El absurdo es tal que, con el mismo derecho, las empresas de agua, gas, luz o telefonía fija podrían exigir de los administradores cargar también a las expensas los abonos fijos y asegurarse el pago. Sin embargo, estas compañías (cuyas tarifas sí están congeladas y bajo la lupa de Moreno) ni siquiera imaginan aplicar una medida semejante.

  • Aumentos

    En la misma línea, al no existirla competencia, los aumentos que viene aplicando el monopolio son escandalosos: los abonados de un edificio de la zona noroeste del Gran Buenos Aires pagaban -en virtud de un acuerdo con la empresa de cable- $ 16,50 por unidad; en la actualidad, por imperio de subas sin controles oficiales y de eliminación de las bonificaciones pactadas, abonan $ 73,50, cifra que implica una suba superior a 350% desde el fin de la convertibilidad. Ni siquiera el dólar subió tanto, y mucho menos la inflación oficial; a pesar de estos obvios abusos, al controlador Moreno no parece preocuparle este descontrol tarifario.

    Uno de los empresarios entrevistados por este diario relató: «Tomé la administración de un edificio nuevo, a punto de ocuparse. Llamé a Multicanal para negociar la conexión de cable; me respondieron que ya no practican descuentos, y que el precio por unidad iba a ser a partir de marzo $ 86,90. Y además que el cobro debía ser por expensas. Les respondí que, si no querían conceder bonificaciones, entonces que ellos se encargaran de la cobranza. Me contestaron que iban a negarse a conectar el edificio, y que más tarde o más temprano la presión de los copropietarios iba a obligarme a acceder, así que '¿por qué no firmás de una y terminamos con esta historia?', me recomendó el vendedor».

    Un detalle no menor es que en muchos casos la inclusión del abono de la TV por cable hará que se sobrepase el piso de expensas a partir del cual los administradores se ven obligados a notificar del hecho a la AFIP para detectar posibles evasiones al impuesto a los bienes personales. Esto, claro, tiene dos obvios inconvenientes: para los administradores implica una tarea extra (tener que informar a la AFIP) y para los propietarios quedar bajo la lupa del ente recaudador simplemente porque «Clarín» se niega a facturarles el cable.

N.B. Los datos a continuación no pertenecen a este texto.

PR #5843, opened 2025-06-23
Show original translation (XML)

VelikovPetar:
### 🎯 Goal

Adds a new (optional) functionality in the Message List, allowing users to quickly show the original text of an auto-translated message.
Resolves: https://linear.app/stream/issue/AND-450/show-original-translation

### 🛠 Implementation details
- Add new `ChatUI` flag which enables the feature: `showOriginalTranslationEnabled` (default: `false`)
- When this flag is set to true, the `Translated to ...` is extended with the text: ` · Show original`. Clicking on this label, will result in showing the original text of the message. When the original text is shown, a new label would be shown: Show translation. Tapping on it, will again show the translated text.
- Add new field to the `MessageItemState`- `showOriginalText` - indicating that the message was manually 'reverted' to show its original, non-translated text.
- Expose `MessageListController.toggleOriginalText(messageId:String)` method for toggling between translated and original text for the given message.
- Update the default `ChatUi.messageTextTransformer` to take the `MessageItemState.showOriginalText` into consideration before transforming the text.

**Additional changes/fixes:** 
- The `Translated to ...` label is now always visible underneath the message bubble, and is not hidden when the message item is not showing the message footer. (Aligned to the Compose SDK).

### 🎨 UI Changes

_Add relevant screenshots_

| Before | After |
| --- | --- |
| img | img |

_Add relevant videos_

<table>
<thead>
<tr>
<th>Before</th>
<th>After</th>
</tr>
</thead>
<tbody>
<tr>
<td>
</td>
<td>
</td>
</tr>
</tbody>
</table>

### 🧪 Testing
1. Apply the given patch (Sets the ChatUi. showOriginalTranslationEnabled to true, and removes the custom message formatter)
2. Write a message from a different user (with different lang from the current user)
3. The auto-translated messages in the MessageList show also have the  · Show original label

<details>

<summary>Sets the ChatUi. showOriginalTranslationEnabled to true, and removes the custom message formatter</summary>

```
Index: stream-chat-android-ui-components-sample/src/main/kotlin/io/getstream/chat/ui/sample/application/ChatInitializer.kt
IDEA additional info:
<+>UTF-8
diff --git a/stream-chat-android-ui-components-sample/src/main/kotlin/io/getstream/chat/ui/sample/application/ChatInitializer.kt b/stream-chat-android-ui-components-sample/src/main/kotlin/io/getstream/chat/ui/sample/application/ChatInitializer.kt
--- a/stream-chat-android-ui-components-sample/src/main/kotlin/io/getstream/chat/ui/sample/application/ChatInitializer.kt	(revision 2e8c5212961eca11b2cf71cda7faa162bbfc63f2)
+++ b/stream-chat-android-ui-components-sample/src/main/kotlin/io/getstream/chat/ui/sample/application/ChatInitializer.kt	(date 1750695425669)
@@ -25,7 +25,6 @@
 import io.getstream.chat.android.client.logger.ChatLogLevel
 import io.getstream.chat.android.client.notifications.handler.NotificationConfig
 import io.getstream.chat.android.client.notifications.handler.NotificationHandlerFactory
-import io.getstream.chat.android.markdown.MarkdownTextTransformer
 import io.getstream.chat.android.models.ReactionSortingByLastReactionAt
@@ -110,9 +109,8 @@
             .build()
 
         // Using markdown as text transformer
-        val messageTranslator = MessageTranslator(client::getCurrentUser, autoTranslationEnabled)
         ChatUI.autoTranslationEnabled = autoTranslationEnabled
-        ChatUI.messageTextTransformer = MarkdownTextTransformer(context, messageTranslator)
+        ChatUI.showOriginalTranslationEnabled = true
         ChatUI.draftMessagesEnabled = true
 
         TransformStyle.viewReactionsStyleTransformer = StyleTransformer { defaultStyle ->

```

</details>

### DIFF
--- a/stream-chat-android-ui-common/src/main/kotlin/io/getstream/chat/android/ui/common/feature/messages/list/MessageListController.kt
+++ b/stream-chat-android-ui-common/src/main/kotlin/io/getstream/chat/android/ui/common/feature/messages/list/MessageListController.kt
@@ -141,6 +141,7 @@ import kotlinx.coroutines.flow.onCompletion
 import kotlinx.coroutines.flow.onEach
 import kotlinx.coroutines.flow.onStart
 import kotlinx.coroutines.flow.stateIn
+import kotlinx.coroutines.flow.update
 import kotlinx.coroutines.launch
 import java.util.Date
 import io.getstream.chat.android.ui.common.state.messages.Flag as FlagMessage
@@ -223,6 +224,7 @@ public class MessageListController(
     public val unreadLabelState: MutableStateFlow<UnreadLabel?> = MutableStateFlow(null)
     private val showUnreadButtonState = MutableSharedFlow<Boolean>(extraBufferCapacity = 1)
     private val updateUnreadLabelState = MutableStateFlow(true)
+    private val messagesInOriginalLanguage = MutableStateFlow<Set<String>>(emptySet())
 
     /**
      * Holds information about the abilities the current user is able to exercise in the given channel.
@@ -469,6 +471,7 @@ public class MessageListController(
                 unreadLabelState,
                 channelState.members,
                 channelState.endOfOlderMessages,
+                messagesInOriginalLanguage,
             ) { data ->
                 val state = data[0] as MessagesState
                 val reads = data[1] as List<ChannelUserRead>
@@ -483,6 +486,7 @@ public class MessageListController(
                 val unreadLabel = data[10] as UnreadLabel?
                 val members = data[11] as List<Member>
                 val endOfOlderMessages = data[12] as Boolean
+                val messagesInOriginalLanguage = data[13] as Set<String>
 
                 when (state) {
                     is MessagesState.Loading,
@@ -517,6 +521,7 @@ public class MessageListController(
                                 read = reads,
                             ),
                             ownCapabilities = channel.ownCapabilities,
+                            messagesInOriginalLanguage = messagesInOriginalLanguage,
                         ),
                         endOfNewMessagesReached = endOfNewerMessages,
                     )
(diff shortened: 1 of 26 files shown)


stream-chat-android-ui-common/src/main/kotlin/io/getstream/chat/android/ui/common/feature/messages/list/MessageListController.kt
```diff
@@ -223,6 +224,7 @@ public class MessageListController(
     public val unreadLabelState: MutableStateFlow<UnreadLabel?> = MutableStateFlow(null)
     private val showUnreadButtonState = MutableSharedFlow<Boolean>(extraBufferCapacity = 1)
     private val updateUnreadLabelState = MutableStateFlow(true)
+    private val messagesInOriginalLanguage = MutableStateFlow<Set<String>>(emptySet())
```
JcMinarro:
```suggestion
    private val messageIdsInOriginalLanguage = MutableStateFlow<Set<String>>(emptySet())
```
It is a bit confusing if we don't use `id'' because a message is normally a text (String) as well

JcMinarro (approved):

stream-chat-android-ui-common/src/main/kotlin/io/getstream/chat/android/ui/common/feature/messages/list/MessageListController.kt
VelikovPetar: Ah nice catch, I will update this.

VelikovPetar: Renamed it to `messagesInOriginalLanguageIds`: https://github.com/GetStream/stream-chat-android/pull/5843/commits/291ade92d44d7a81b009bb2233c709d14ec10b8d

    De todos modos, como el monopolio de la TV paga se los permite, CableVisión/ Multicanal seguirán cometiendo esos y otros abusos similares, en especial en el área metropolitana donde no tienen competencia. Lo curioso es que en muchas oportunidades los propios administradores fueron cómplices de estas empresas, por razones fácilmente imaginables. De otro modo, no se explica que otras empresas hayan visto casi impedido el acceso a edificios por los que pasaba su cableado.

    Tampoco se explica por qué muchos consorcios impiden la colocación de antenas de TV satelital colectivas o individuales en sus terrazas. Se sabe que DirecTV es la empresa de TV paga de mayor crecimiento en el país, salvo en el área metropolitana. La imposibilidad de usar las terrazas para instalar antenas es el mayor inconveniente, porque la necesidad de que la antena «vea» el satélite sin obstrucciones (como la que plantea otro edificio) y con la orientación correcta (el plato debe mirar al Nordeste) impide que muchos propietarios, hartos de CableVisión/Multicanal, cambien de sistema.

    Finalmente, el hecho de contar también con el monopolio del fútbol televisado es utilizado por «Clarín» para dejar fuera de competencia a empresas como Tele Centro (de Alberto Pierri) con el sencillo recurso de «venderle» el fútbol a precios imposibles de recuperar con el abono.

    Bellezas de un monopolio prohijado por este gobierno a cambio de la obvia complacencia de los medios del monopolio «Clarín» («Canal 13», los dos cables apuntados, TN, el fútbol, la agencia de noticias «DyN», «Página/12», «La Razón», radio «Mitre», «La 100», etc.) a la administración del matrimonio Kirchner.